### TASK:
Repeat exactly the lines of the entries below from the one with "PR #1338, opened 2023-04-01" through the one with "it is available", both ends included, and nothing else.

### EXTRACTED RECORDS:
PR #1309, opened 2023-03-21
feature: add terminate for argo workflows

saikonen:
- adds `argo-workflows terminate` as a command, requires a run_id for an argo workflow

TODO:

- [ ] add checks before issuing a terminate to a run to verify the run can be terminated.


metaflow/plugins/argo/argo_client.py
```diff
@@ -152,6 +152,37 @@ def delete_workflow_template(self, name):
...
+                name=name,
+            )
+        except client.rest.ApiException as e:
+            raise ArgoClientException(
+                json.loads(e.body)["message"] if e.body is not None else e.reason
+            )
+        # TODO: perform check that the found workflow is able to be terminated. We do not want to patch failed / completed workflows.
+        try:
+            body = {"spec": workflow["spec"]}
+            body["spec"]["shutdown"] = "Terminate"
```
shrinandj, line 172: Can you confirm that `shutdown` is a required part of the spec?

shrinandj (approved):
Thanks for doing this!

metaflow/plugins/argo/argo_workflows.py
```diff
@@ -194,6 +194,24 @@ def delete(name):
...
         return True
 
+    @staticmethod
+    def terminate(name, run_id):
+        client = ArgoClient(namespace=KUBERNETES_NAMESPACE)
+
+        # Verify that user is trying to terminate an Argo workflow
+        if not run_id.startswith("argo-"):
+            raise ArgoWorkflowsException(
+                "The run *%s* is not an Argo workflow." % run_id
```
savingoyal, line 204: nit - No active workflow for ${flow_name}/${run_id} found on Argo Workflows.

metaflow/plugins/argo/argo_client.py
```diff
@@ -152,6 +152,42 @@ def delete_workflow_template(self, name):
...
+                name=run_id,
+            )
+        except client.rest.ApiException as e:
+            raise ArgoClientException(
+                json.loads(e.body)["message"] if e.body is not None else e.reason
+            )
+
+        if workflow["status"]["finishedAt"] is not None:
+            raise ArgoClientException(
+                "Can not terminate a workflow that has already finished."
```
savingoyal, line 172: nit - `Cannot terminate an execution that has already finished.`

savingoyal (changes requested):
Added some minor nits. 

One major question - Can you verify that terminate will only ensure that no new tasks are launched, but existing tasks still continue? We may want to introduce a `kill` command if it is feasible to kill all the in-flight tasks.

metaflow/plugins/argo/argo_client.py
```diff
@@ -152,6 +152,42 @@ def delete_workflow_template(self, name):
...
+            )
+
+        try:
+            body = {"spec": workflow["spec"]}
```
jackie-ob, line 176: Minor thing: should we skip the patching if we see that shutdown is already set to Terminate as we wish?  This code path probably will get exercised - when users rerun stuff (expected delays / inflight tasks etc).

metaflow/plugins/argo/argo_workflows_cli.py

==

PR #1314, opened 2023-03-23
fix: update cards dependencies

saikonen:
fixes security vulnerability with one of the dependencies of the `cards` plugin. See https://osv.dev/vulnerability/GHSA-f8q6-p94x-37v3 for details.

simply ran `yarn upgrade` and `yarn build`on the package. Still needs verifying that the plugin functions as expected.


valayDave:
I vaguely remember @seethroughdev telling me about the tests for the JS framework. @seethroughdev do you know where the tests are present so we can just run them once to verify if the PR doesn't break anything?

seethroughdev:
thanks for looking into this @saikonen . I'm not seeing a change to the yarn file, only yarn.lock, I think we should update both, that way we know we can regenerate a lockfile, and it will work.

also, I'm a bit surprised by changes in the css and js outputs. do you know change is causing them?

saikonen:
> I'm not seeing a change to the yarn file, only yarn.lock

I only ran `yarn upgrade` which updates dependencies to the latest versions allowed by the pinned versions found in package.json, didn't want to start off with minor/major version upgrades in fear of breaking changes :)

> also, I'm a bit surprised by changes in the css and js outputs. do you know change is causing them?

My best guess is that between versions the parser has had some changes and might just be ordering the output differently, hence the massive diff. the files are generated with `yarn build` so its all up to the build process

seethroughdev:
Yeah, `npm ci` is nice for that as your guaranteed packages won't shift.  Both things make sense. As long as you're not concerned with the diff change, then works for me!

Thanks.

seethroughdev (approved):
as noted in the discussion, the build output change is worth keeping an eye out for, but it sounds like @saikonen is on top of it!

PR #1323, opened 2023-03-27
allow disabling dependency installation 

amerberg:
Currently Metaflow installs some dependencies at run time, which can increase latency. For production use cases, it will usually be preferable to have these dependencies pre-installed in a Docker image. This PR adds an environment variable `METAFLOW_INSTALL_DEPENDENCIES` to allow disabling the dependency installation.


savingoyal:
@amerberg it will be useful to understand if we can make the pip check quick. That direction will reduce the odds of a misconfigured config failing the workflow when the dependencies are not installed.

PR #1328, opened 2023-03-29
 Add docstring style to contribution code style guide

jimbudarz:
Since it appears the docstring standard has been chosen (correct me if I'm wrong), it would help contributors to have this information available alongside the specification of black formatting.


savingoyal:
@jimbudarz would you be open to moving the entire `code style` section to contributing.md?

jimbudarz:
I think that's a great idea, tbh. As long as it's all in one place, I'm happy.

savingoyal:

==

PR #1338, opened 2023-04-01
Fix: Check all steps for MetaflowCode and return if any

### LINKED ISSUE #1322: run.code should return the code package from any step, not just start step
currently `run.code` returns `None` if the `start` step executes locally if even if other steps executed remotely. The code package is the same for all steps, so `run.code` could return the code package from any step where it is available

### SOLUTION:
PR #1338, opened 2023-04-01
Fix: Check all steps for MetaflowCode and return if any

### LINKED ISSUE #1322: run.code should return the code package from any step, not just start step
currently `run.code` returns `None` if the `start` step executes locally if even if other steps executed remotely. The code package is the same for all steps, so `run.code` could return the code package from any step where it is available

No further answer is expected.